START SOURCE INFORMATION

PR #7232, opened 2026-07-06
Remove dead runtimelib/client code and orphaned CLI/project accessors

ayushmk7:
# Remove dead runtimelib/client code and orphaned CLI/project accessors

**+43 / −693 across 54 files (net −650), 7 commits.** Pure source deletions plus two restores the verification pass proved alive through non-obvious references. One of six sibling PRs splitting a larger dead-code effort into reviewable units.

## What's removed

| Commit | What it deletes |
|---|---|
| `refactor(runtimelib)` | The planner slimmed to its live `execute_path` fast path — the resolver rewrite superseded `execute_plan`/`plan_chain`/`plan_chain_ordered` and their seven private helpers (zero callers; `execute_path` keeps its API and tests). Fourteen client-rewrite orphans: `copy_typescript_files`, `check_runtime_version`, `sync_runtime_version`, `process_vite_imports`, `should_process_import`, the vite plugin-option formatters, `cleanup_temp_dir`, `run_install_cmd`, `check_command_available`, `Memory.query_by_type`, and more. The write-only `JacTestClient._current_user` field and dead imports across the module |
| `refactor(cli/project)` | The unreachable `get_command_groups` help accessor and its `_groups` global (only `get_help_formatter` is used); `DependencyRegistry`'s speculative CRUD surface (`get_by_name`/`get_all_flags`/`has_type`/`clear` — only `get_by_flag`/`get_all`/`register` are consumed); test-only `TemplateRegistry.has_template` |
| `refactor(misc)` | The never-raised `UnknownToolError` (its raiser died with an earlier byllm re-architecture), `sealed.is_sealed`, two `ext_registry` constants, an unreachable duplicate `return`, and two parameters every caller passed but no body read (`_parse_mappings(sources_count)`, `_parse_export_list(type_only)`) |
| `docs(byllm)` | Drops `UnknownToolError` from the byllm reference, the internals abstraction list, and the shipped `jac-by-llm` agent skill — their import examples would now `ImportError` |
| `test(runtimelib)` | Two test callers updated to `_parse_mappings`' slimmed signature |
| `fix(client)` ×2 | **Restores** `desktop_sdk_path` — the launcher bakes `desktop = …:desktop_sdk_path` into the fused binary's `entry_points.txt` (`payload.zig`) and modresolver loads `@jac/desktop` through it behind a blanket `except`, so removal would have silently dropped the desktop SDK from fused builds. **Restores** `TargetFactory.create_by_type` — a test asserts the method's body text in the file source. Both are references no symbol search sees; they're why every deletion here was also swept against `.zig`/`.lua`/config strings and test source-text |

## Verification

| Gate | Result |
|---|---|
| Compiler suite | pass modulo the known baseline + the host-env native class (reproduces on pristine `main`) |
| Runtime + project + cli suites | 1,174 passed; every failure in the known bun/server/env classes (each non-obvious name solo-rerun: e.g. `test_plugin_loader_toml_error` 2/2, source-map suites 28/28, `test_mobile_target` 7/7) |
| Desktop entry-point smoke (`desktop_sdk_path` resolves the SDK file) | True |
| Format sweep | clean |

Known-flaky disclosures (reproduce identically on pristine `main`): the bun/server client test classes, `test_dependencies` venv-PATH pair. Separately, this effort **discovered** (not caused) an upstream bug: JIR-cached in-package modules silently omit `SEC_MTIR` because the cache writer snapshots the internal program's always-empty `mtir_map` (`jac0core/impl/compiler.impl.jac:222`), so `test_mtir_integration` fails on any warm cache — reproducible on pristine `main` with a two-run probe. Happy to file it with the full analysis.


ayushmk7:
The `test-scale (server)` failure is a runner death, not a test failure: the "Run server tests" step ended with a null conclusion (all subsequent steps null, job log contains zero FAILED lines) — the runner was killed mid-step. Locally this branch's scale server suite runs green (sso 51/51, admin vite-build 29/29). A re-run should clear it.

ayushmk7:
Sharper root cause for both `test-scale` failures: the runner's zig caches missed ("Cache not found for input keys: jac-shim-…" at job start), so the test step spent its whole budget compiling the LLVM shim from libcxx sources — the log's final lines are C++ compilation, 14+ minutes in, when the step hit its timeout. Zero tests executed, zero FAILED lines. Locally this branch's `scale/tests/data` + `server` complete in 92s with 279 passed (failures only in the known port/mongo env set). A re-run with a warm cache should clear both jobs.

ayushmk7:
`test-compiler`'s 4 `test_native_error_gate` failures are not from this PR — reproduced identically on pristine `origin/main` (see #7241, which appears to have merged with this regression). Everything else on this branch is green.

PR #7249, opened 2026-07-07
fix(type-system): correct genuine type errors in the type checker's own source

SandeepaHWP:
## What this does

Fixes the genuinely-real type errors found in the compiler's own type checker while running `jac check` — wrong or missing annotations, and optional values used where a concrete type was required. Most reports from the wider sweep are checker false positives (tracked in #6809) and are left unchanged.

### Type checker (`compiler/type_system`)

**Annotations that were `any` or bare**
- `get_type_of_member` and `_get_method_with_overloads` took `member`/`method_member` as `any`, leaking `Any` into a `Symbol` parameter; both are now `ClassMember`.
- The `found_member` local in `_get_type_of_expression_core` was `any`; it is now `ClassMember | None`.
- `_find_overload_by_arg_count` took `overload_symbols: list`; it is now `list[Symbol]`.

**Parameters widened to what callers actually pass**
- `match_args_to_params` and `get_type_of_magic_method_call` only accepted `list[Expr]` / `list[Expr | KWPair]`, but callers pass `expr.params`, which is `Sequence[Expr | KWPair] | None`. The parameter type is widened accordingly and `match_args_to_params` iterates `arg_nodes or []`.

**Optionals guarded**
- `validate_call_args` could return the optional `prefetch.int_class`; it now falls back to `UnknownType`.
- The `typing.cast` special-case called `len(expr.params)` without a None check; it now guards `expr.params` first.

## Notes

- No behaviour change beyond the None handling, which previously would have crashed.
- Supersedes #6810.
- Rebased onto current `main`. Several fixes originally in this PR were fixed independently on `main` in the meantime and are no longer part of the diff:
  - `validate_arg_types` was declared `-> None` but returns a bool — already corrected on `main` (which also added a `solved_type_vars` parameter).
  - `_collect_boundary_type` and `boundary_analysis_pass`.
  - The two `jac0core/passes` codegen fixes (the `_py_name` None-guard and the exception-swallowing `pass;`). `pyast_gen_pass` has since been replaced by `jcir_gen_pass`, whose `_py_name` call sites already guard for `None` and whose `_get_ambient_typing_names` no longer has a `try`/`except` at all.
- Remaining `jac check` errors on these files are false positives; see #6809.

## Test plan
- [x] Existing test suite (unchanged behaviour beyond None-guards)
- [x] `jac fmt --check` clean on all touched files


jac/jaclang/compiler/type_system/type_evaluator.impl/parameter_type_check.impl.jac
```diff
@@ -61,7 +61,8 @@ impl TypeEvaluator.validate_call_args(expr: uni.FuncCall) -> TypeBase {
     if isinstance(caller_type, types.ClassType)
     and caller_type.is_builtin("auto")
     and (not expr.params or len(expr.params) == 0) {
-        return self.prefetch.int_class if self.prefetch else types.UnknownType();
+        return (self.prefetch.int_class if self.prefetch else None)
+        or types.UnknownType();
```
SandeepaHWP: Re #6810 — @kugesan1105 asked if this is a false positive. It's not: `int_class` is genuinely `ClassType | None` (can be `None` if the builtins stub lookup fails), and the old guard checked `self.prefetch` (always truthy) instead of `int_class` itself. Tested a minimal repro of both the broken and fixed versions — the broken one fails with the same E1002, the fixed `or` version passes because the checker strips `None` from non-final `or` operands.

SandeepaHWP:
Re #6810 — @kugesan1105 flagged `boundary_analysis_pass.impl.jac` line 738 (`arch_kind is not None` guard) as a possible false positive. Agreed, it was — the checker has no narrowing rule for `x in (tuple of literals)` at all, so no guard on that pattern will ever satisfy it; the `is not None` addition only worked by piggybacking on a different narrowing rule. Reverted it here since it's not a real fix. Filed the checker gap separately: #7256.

END SOURCE INFORMATION

### EXERCISE AIM
Every line above in which the word "ClassMember" occurs is to be copied.

### RESULT
- `get_type_of_member` and `_get_method_with_overloads` took `member`/`method_member` as `any`, leaking `Any` into a `Symbol` parameter; both are now `ClassMember`.
- The `found_member` local in `_get_type_of_expression_core` was `any`; it is now `ClassMember | None`.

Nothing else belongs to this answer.